EXERCISE BRIEF:
This exercise needs all of the entries set down again, exactly as they read.

[Opening INPUT DATA section]

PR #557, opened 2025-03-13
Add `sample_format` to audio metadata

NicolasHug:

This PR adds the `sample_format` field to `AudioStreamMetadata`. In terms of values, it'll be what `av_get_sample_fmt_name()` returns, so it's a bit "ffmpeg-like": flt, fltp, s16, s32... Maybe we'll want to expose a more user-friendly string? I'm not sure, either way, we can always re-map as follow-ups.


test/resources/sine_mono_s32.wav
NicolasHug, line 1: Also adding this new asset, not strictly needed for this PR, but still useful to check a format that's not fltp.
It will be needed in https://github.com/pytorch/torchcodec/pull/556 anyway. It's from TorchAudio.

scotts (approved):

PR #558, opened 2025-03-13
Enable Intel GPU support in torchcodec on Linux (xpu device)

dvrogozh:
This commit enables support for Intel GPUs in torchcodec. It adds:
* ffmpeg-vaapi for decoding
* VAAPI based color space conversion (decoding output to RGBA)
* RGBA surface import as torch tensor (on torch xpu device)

[Closing INPUT DATA section]

OUTPUT BELOW:
PR #557, opened 2025-03-13
Add `sample_format` to audio metadata

NicolasHug:

This PR adds the `sample_format` field to `AudioStreamMetadata`. In terms of values, it'll be what `av_get_sample_fmt_name()` returns, so it's a bit "ffmpeg-like": flt, fltp, s16, s32... Maybe we'll want to expose a more user-friendly string? I'm not sure, either way, we can always re-map as follow-ups.


test/resources/sine_mono_s32.wav
NicolasHug, line 1: Also adding this new asset, not strictly needed for this PR, but still useful to check a format that's not fltp.
It will be needed in https://github.com/pytorch/torchcodec/pull/556 anyway. It's from TorchAudio.

scotts (approved):

PR #558, opened 2025-03-13
Enable Intel GPU support in torchcodec on Linux (xpu device)

dvrogozh:
This commit enables support for Intel GPUs in torchcodec. It adds:
* ffmpeg-vaapi for decoding
* VAAPI based color space conversion (decoding output to RGBA)
* RGBA surface import as torch tensor (on torch xpu device)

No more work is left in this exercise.